Starting with the line that contains "Step 0 of the" and stopping after the line that contains "No behavior change", copy the entries below exactly. Include nothing else.

==*==

PR #174, opened 2026-07-07
Chore: retire deprecated /net/projects2/vanguard/ paths (Step 0 of modularization)

SBose-12:
## What this does

Step 0 of the multi-dataset modularization plan (see `Modularization-design-doc.md`
§3, §9). Mechanical path cleanup, done independently and ahead of any adapter/
architecture changes so it doesn't get entangled with that work.

No behavior change intended for the canonical use case. Several of the fixes
below *do* change behavior in the sense that they make previously-broken
configs actually work for the team (see below).

## Changes

**1. Canonical MAMA-MIA root swap**
Replaces `/net/projects2/vanguard/MAMA-MIA-syn60868042/` with the confirmed
canonical root `/gpfs/data/karczmar-lab/MAMA-MIA-syn60868042/` across 39 files
(code defaults, run configs, docs). Pure prefix swap, verified line-by-line.

**2. `pcr_labels.csv` provisioned at the canonical root**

==*==

▶ Response area:
Step 0 of the multi-dataset modularization plan (see `Modularization-design-doc.md`
§3, §9). Mechanical path cleanup, done independently and ahead of any adapter/
architecture changes so it doesn't get entangled with that work.

No behavior change intended for the canonical use case. Several of the fixes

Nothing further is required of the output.